# What does everyone use for ant control?



## Alpine (Mar 15, 2018)

It seems like the last year or two my back yard has had a problem with ants. These are kind of large, aggressive, biting ants. I use Triazicide granular and it takes care of the problem for the entire season. As I'm learning more about lawn care I am more aware of the micro organizims/ micro herd in the soil.

Just wondering what others are using to control ants.


----------



## chrisben (Sep 11, 2017)

Been using the Terro Ant dust around the perimeter of my home, and around a tree that's had a history of carpenter ant problems, seems to be pretty effective, there, but you'd have to find your source, as opposed to something you could blanket app. I re-apply twice a year, shakes out of the container like you'd shake cleanser out on a bathtub.


----------



## crunk (Jul 30, 2017)

https://www.domyown.com/talstar-tal...fMFFGD5UavoEOOEhE-_cgaAt08EALw_wcB&sub_id=656I use Talstar p for Mosquitoes, crickets, and ants. I spray it around the foundation. If I get crickets in the basement, I'll spray down there too. It works really well for me.


----------



## Alpine (Mar 15, 2018)

I also use the Triazicide granules around the perimeter of the house. I've had nothing inside and it's been pretty effective. I also get a gallon of the pre-mixed home insect spray and I spray along the bottom edge of the siding outdoors.


----------



## MikeD (Aug 17, 2017)

Bayer Advanced granules.. first time I used it definitely got rid of all the ants.. and has grub control for 3 months. It also killed off all the crane flies that were hatching and pill bugs.. it didn't do anything to the Slugs however.. going to have to do some research on slugs I think they help break up the organic material but I'm not sure cuz I see them eating grass blades..


----------



## BXMurphy (Aug 5, 2017)

I use Ortho Home Defense to keep them from getting inside. Works well.

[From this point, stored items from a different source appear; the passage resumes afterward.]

PR #3673, opened 2024-03-23
Replaced a longer draft features section with a proposed proposal process

### LINKED ISSUE #3527: Define process for the "proposals" directory
Currently there is an open PR (#3369) adding a new proposal to the `/proposals` directory.  There is also an issue (#3372) which at first glance is just the proposal pasted into an issue after the PR stalled.  And there is also a discussion (#3371) with minimal information linking back to the PR (but not the issue).

Setting aside the contents and merit of that specific proposal, what is supposed to happen here?  Should this currently be a discussion, an issue, or a PR?  The question of what should be an issue or discussion is also part of OAI/OpenAPI-Specification#3518, but the `proposals` directory makes it look like you can just file a PR to make a proposal.  Is that what we want, or do we only want PRs for proposals that gain a certain amount of traction?

As it is, I think both the person making this proposal and those of us who have tried to figure out what to do with the PR are too confused to do anything with it.

lornajane:
Fixes #3527 by formalizing our proposals process.

We have had a proposals process, but few proposals have been successfully accepted, and the pull requests tend to be open for a long time. To try to ease the process and be more open to suggestions, this follows the approach discussed in recent TSC meetings:

 - open a discussion
 - implement the thing as an extension if possible
 - if good engagement results, then proceed to make a proposal
 - proposal gets formal scrutiny by TSC and the rest of the project
 - if accepted, the proposal pull request is merged, and an appropriate pull request adds the actual specification change to the relevant spec release version

### DIFF
--- a/DEVELOPMENT.md
+++ b/DEVELOPMENT.md
@@ -57,6 +57,32 @@ For each change in the specification we should *always* consider the following:
 
 Spec changes should be approved by a majority of the committers. Approval can be given by commenting on the issue itself, for example, "Approved by @webron" however at least one formal GitHub-based  flow approval must be given. After voting criteria is met, any committer can merge the PR. No change should be approved until there is documentation for it, supplied in an accompanying PR. 
 
+### Proposals for Specification Changes
+
+As an organisation, we're open to changes, and these can be proposed by anyone.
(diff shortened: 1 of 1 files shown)


mikekistler (approved):
Looks good! 👍

earth2marsh (approved):
LGTM -- nice improvements!

PR #3674, opened 2024-03-23
small typo fix

karenetheridge:
Path Item objects should be plural.

PR #3675, opened 2024-03-23
small typo fix

karenetheridge:
Path item objects should be plural, see also #3674


handrews (approved):

lornajane (approved):
Agree that this makes more sense as a plural, thanks @karenetheridge ! (again, I added a pull request description, hope that's OK)

mikekistler (approved):
Looks good! 👍

PR #3712, opened 2024-04-18
Add open projects to the weekly TDC agenda

handrews:
We've started actually reaching the end of the meeting-specific agenda, which is great.  We have tended to look at the open projects, but that has required someone suggesting that action.

This adds a link to the open projects after the spec PRs and before the new issues (which looks for unlabled issues).


ralfhandl (approved):

lornajane (approved):
This is helpful, thanks!

PR #3861, opened 2024-05-27
Various minor editorial improvements (3.0.4)

handrews:
Fixes:

* #1423 
* #1867 
* #2034 (final resolution to link to the Learn site rather than adding a full-scale example up front)
* #2106 
* #2160 
* #2785

Issue #3349, opened 2023-08-15
Example contains deprecated property


energister:
Schema Object example [contains](https://github.com/OAI/OpenAPI-Specification/blob/main/versions/3.1.0.md#model-with-example) `example` property that [has been deprecated](https://github.com/OAI/OpenAPI-Specification/blob/main/versions/3.1.0.md#fixed-fields-20).

LasneF:
@handrews  ; Most of the job has been done 

there is one remaiing 
https://github.com/OAI/OpenAPI-Specification/blob/v3.1.1-dev/versions/3.1.1.md?plain=1#L1991 

but still we could close it ... or fix the last one

handrews:
@LasneF thanks for checking!  Those two are actually the `example` field in the Media Type Object, which supports both `example` and `examples`, which are distinct from the JSON Schema `examples` or the OAS legacy Schema Object `example` 🤦 

The whole mess has been explained better with PR #3895, so I'm going to close this as it should be as clear as it gets at this point.

I did search 3.1.1.md for `/examples?"?:/` and didn't find anything that looked incorrect to me.

Issue #2503, opened 2021-03-16
Spelling: WebHook -> Webhook


dret:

For outside, I might try Nema Globe Ant Attack. https://www.amazon.com/million-Beneficial-Nematodes-S-feltiae-Refrigeration/dp/B00ATKQYQU

These are beneficial worms. There are a variety of globes. I saw one for grubs. I also found where I could buy ladybugs, for Pete's sake!

I don't mind putting chemicals on my lawn. I am not a tree-hugger. But, I do like my earthworms and honeybees and do not want to bother them if I can help it.


----------



## Jconnelly6b (Mar 4, 2018)

How do these affect earthworms?


----------



## BXMurphy (Aug 5, 2017)

Jconnelly6b said:


> How do these affect earthworms?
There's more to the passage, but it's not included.